Conforme o professor Sgarbieri, matéria-prima é o que não falta para transformar o soro, que é um subproduto sem valor, em um suplemento alimentar com alto valor agregado. De cada dez litros de leite, diz, são gerados um quilo de queijo e nove litros de soro, com aproximadamente 1% de proteína. A partir dessa quantidade de soro seria possível extrair cerca de 100 gramas de retentado. Sabendo-se que a produção mundial de soro gira em torno de 100 bilhões de litros anualmente, pode-se ter uma idéia do potencial nutricional e econômico do componente.
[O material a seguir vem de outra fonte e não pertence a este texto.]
PR #3074, opened 2026-06-02
[PyTorch] Isolate CP pool worker stdout from NCCL/library banners

sudhakarsingh27:
# Problem

The CP attention test pool worker (added in #2993) uses rank-0 **stdout** as a line-delimited JSON protocol channel between the worker and the parent pytest process. `PoolWorker._submit_once` reads one line and `json.loads` it.

When `NCCL_DEBUG` is set to `VERSION` or `INFO`, NCCL writes a banner line — `NCCL version 2.x.y+cudaA.B\n` — to **stdout** (fd 1), not stderr. That banner reaches the parent ahead of the first JSON response, `json.loads` raises, and because the `cp_pool` fixture is session-scoped and the pool is killed on first failure, **every subsequent CP test in the file fails** with:

```
AssertionError: pool worker JSON protocol broke:
JSONDecodeError('Expecting value: line 1 column 1 (char 0)');
line='NCCL version 2.30.5+cuda13.3\n'
```

CI runners that export `NCCL_DEBUG=VERSION` (e.g. the cuDNN nightly GB200 job) hit this on all ~200 non-skipped `test_cp_with_flash_attention` / `test_cp_with_fused_attention` cases. With `NCCL_DEBUG` unset the banner isn't emitted, so the suite passes — which is why the regression only shows up on those runners.

The existing mitigation only redirected **non-rank-0** stdout to `/dev/null`, so rank 0's own banner still corrupted the stream.

# Fix

**Worker — `run_attention_with_cp_pool.py`:** before `import torch`, `dup()` rank-0's original fd 1 into a private stream (`_JSON_STDOUT`) reserved for the JSON protocol, then `dup2(2, 1)` so fd 1 points at stderr. Any banner from NCCL / cuBLAS / cuDNN / torch — Python-level or C-level, import-time or runtime — now lands on stderr (still drained into CI logs by the parent's stderr thread) instead of the protocol pipe. Responses are written through `_JSON_STDOUT`. The redirect runs at module scope, before `import torch`, so even import-time/C-level writes are covered.

The pre-existing `_silence_non_rank0_stdout` (rank>0 → `/dev/null`) is kept, so between the two redirects every rank's fd 1 is diverted away from the pipe. The asymmetry is intentional and documented in the code: rank 0 keeps a dup of fd 1 for the JSON channel and sends the rest to stderr (preserved in CI logs); rank>0 has nothing to preserve, so it goes to `/dev/null`.

**Parent — `test_attention_with_cp.py`:** comment-only update. The read path is unchanged (single `select` + `readline` + `json.loads`), since with both redirects in place the pipe carries only rank-0's JSON line. A non-JSON line is still turned into a clear `AssertionError` ("pool worker JSON protocol broke") rather than a raw `JSONDecodeError`.

### Why fd-level isolation rather than a stdout sentinel/skip

An earlier revision prefixed responses with a `[CP_POOL_RESP] ` sentinel and had the parent skip non-protocol lines. That was dropped after measuring it: with the rank-0 fd redirect in place, instrumenting the parent to count non-sentinel lines on the pipe under `NCCL_DEBUG=INFO` (max verbosity) across multiple cases yields **zero** — the torchrun agent logs to stderr, not this stdout pipe, so the sentinel filtered nothing. fd isolation also behaves better under `NCCL_DEBUG=INFO`: the (large) banner volume goes to stderr instead of forcing the parent to read+skip hundreds of lines within the response deadline. Net result is a smaller, single-mechanism fix.

# Validation

8×H100, TE built from this commit, with the NCCL banner confirmed emitted in every run (`grep "NCCL version"`):

| Scenario | Result |
|---|---|
| `NCCL_DEBUG=VERSION`, flash p2p + all_gather + a2a (one session, pool reused across the banner) | ✅ 3 passed |
| `NCCL_DEBUG=INFO` (verbose), flash p2p + fused p2p | ✅ 2 passed |
| `NCCL_DEBUG=VERSION`, fused p2p | ✅ 1 passed |
| `NCCL_DEBUG` unset (control) | ✅ 1 passed |
| **L1 det/non-det parallel suite** (`qa/L1_pytorch_distributed_unittest/test.sh` pattern, `NCCL_DEBUG=VERSION`) | ✅ non-det 45 passed / det 33 passed, 0 protocol breaks |
| **Without this fix**, `NCCL_DEBUG=VERSION` | ❌ `pool worker JSON protocol broke` (regression reproduced) |

# Type of change

- [x] Bug fix (test infrastructure; no library/runtime code change)

# Checklist

- [x] Contributing guidelines followed
- [x] Changes commented where non-obvious
- [x] No new warnings
- [x] Existing test suite serves as input + validation
- [x] Existing tests pass locally (8×H100, `NCCL_DEBUG=VERSION`/`INFO`/unset; L1 det+non-det)


tests/pytorch/attention/run_attention_with_cp_pool.py
```diff
@@ -51,10 +73,19 @@ def _recv_request(rank: int) -> dict:
...
+# pipe and is not covered by it; the prefix lets the parser pick out responses.
+_RESP_PREFIX = "[CP_POOL_RESP] "
+
+
 def _send_response(rank: int, payload: dict) -> None:
     if rank == 0:
-        sys.stdout.write(json.dumps(payload) + "\n")
-        sys.stdout.flush()
+        if _JSON_STDOUT is None:
+            raise RuntimeError("rank-0 JSON stdout was not initialized")
```
sudhakarsingh27: Unreachable guard. `_send_response` only writes when `rank == 0`, and on rank 0 `_redirect_rank0_stdout_to_stderr()` (called unconditionally at import, when `RANK=="0"`) always sets `_JSON_STDOUT`. The only way `_JSON_STDOUT` stays None on rank 0 is if `RANK` is unset/non-zero at import but `rank` resolves to 0 in main() — which can't happen since both read the same env var. Drop the check; it adds noise without covering a real path.

tests/pytorch/attention/run_attention_with_cp_pool.py
```diff
@@ -51,10 +73,19 @@ def _recv_request(rank: int) -> dict:
     return box[0]
 
 
+# Sentinel prefix on every response line so the parent can skip any chatter that
+# still reaches the protocol pipe. The rank-0 fd redirect handles this worker's
+# own library/Python writes, but the torchrun *agent* process shares the same
+# pipe and is not covered by it; the prefix lets the parser pick out responses.
+_RESP_PREFIX = "[CP_POOL_RESP] "
```
sudhakarsingh27: Two mechanisms now solve overlapping problems: the rank-0 fd redirect (covers worker process writes) and the sentinel prefix (covers the torchrun agent process, which the worker can't touch). That split is genuinely justified — keep both. But the redirect makes the *worker*'s contribution to pipe noise effectively zero, so the only remaining producer the sentinel protects against is the torchrun agent. Worth stating that explicitly in one place. Also consider whether agent-process output on this pipe was actually observed or is speculative — if speculative, the sentinel alone is the cheaper standalone fix.

tests/pytorch/attention/run_attention_with_cp_pool.py
```diff
@@ -32,6 +32,28 @@
...
+    """Reserve rank-0's original stdout fd for the JSON channel; send the rest to stderr."""
+    global _JSON_STDOUT
+    if os.environ.get("RANK") != "0" or _JSON_STDOUT is not None:
+        return
+    _JSON_STDOUT = os.fdopen(os.dup(1), "w", buffering=1)
+    os.dup2(2, 1)
+    sys.stdout = sys.stderr
+
+
+_redirect_rank0_stdout_to_stderr()
```
sudhakarsingh27, line 55: Import-time side-effect call is correct here and must stay at module scope — the redirect has to happen before `import torch` to catch C-level/import-time writes, so it can't move into main(). Good. Minor: `_redirect_rank0_stdout_to_stderr` is only ever called once, immediately below its def; the `_JSON_STDOUT is not None` re-entry guard is dead. Either inline the body (no function) or drop the guard. The function wrapper does aid readability, so keeping the function and dropping the guard is the cleaner choice.

tests/pytorch/attention/run_attention_with_cp_pool.py
```diff
@@ -32,6 +32,28 @@
...
+
+
+def _redirect_rank0_stdout_to_stderr() -> None:
+    """Reserve rank-0's original stdout fd for the JSON channel; send the rest to stderr."""
+    global _JSON_STDOUT
+    if os.environ.get("RANK") != "0" or _JSON_STDOUT is not None:
+        return
+    _JSON_STDOUT = os.fdopen(os.dup(1), "w", buffering=1)
+    os.dup2(2, 1)
+    sys.stdout = sys.stderr
```
sudhakarsingh27, line 52: fd ops are idiomatic and correct: `os.dup(1)` snapshots the original stdout, `os.fdopen(..., buffering=1)` gives a line-buffered text wrapper, `os.dup2(2, 1)` repoints fd 1 at stderr. One asymmetry worth a comment: rank 0's library output now goes to stderr (preserved in CI logs), but `_silence_non_rank0_stdout` sends rank>0 output to /dev/null (discarded). That's defensible (rank 0 is representative) but the two functions now implement deliberately different policies — note the rationale so a future reader doesn't "unify" them.

tests/pytorch/attention/test_attention_with_cp.py
```diff
@@ -214,34 +218,46 @@ def _submit_once(self, kwargs: dict, timeout: float) -> None:
...
+                msg = self._diag("pool worker died mid-request")
+                self._kill()
+                raise AssertionError(msg)
+
+            if line.startswith(self._RESP_PREFIX):
+                resp_line = line[len(self._RESP_PREFIX) :]
+                break
+            # Non-protocol line — echo to stderr so it stays in CI logs.
+            sys.stderr.write(line)
+            sys.stderr.flush()
```
sudhakarsingh27: Read loop is clean and the deadline correctly bounds the whole loop. Two edge cases: (1) `select()` says ready but `readline()` can still block if the worker emitted a partial line without a newline — pre-existing, low risk over a pipe, fine to leave. (2) A pathological worker that emits unbounded non-sentinel lines faster than the deadline would keep this loop echoing forever-ish until the deadline; acceptable since the deadline still caps it. No change required, just confirming the loop is sound.

sudhakarsingh27 (commented):
Targeted fix, mostly minimal. Main asks: drop the unreachable `_JSON_STDOUT is None` raise in `_send_response` and the dead re-entry guard in `_redirect_rank0_stdout_to_stderr`. The fd-redirect + sentinel pair is justified (worker process vs torchrun agent process — different coverage), but confirm the agent actually writes to this pipe; if that's speculative the sentinel alone suffices. fd-level ops are correct and the import-time placement is right. Comments are on the verbose side but explain real non-obvious intent, so fine to keep.

tests/pytorch/attention/run_attention_with_cp_pool.py
sudhakarsingh27: Done — guard removed in `e543ef89`. `_send_response` now writes directly to `_JSON_STDOUT`.

tests/pytorch/attention/run_attention_with_cp_pool.py
sudhakarsingh27: Done — dropped the `_JSON_STDOUT is not None` re-entry guard, kept the function. `e543ef89`.

tests/pytorch/attention/run_attention_with_cp_pool.py
sudhakarsingh27: Tested the speculative part: instrumented the parent to count non-sentinel lines reaching the pipe and ran 3 cases under `NCCL_DEBUG=INFO` (max verbosity) — **0 lines** skipped. With the rank-0 fd redirect in place, the torchrun agent writes nothing to this stdout pipe (its logs go to stderr). So the sentinel wasn't load-bearing.

Removed the sentinel + parent skip-loop entirely in `e543ef89`. The fd redirect alone fully isolates the pipe, and it's actually *better* under `NCCL_DEBUG=INFO` (banner volume goes to stderr instead of forcing the parent to read+skip hundreds of lines within the deadline). The parent reverts to a single read + `json.loads`.

tests/pytorch/attention/run_attention_with_cp_pool.py
sudhakarsingh27: Added a note in the `_silence_non_rank0_stdout` docstring explaining the deliberate asymmetry: rank 0 keeps a dup of fd 1 for the JSON channel and sends the rest to stderr (preserved in CI logs), while rank>0 has nothing to preserve so it goes to /dev/null. `e543ef89`.

tests/pytorch/attention/test_attention_with_cp.py
sudhakarsingh27: Moot now — the skip-loop was removed (see the sentinel thread). With the fd redirect the pipe carries only the rank-0 JSON line, so the parent is back to a single `select` + `readline` + `json.loads`, no loop. The two edge cases you noted no longer apply.

tests/pytorch/attention/run_attention_with_cp_pool.py
```diff
@@ -51,10 +73,19 @@ def _recv_request(rank: int) -> dict:
...
 
 
+# Sentinel prefix on every response line so the parent can skip any chatter that
+# still reaches the protocol pipe. The rank-0 fd redirect handles this worker's
+# own library/Python writes, but the torchrun *agent* process shares the same
+# pipe and is not covered by it; the prefix lets the parser pick out responses.
+_RESP_PREFIX = "[CP_POOL_RESP] "
+
+
 def _send_response(rank: int, payload: dict) -> None:
```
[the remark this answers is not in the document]
sudhakarsingh27: Resolved by removing the sentinel entirely in `e543ef89` — the rank-0 fd redirect keeps the pipe clean on its own (verified: 0 non-protocol lines under `NCCL_DEBUG=INFO`), so there's no longer a duplicated `_RESP_PREFIX` to keep in sync across the two files.

cyanguwa (approved):
Please make sure you test with NCCL_DEBUG turned on. Thanks for the PR!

"Pelo interesse que as pesquisas têm despertado nessas classes de produtos alimentícios, acredito que em duas décadas nós as estaremos usando em larga escala, o que representará também uma melhoria dos processos industriais", estima o docente da FEA. Participam do projeto temático, além dos especialistas do Ital e da UFPR, docentes e pós-graduandos das seguintes unidades e órgãos da Unicamp: FEA, Centro Pluridisciplinar de Pesquisas Químicas, Biológicas e Agrícolas (CPQBA) e Centro de Investigação em Pediatria (CIPED), pertencente à Faculdade de Ciências Médias (FCM).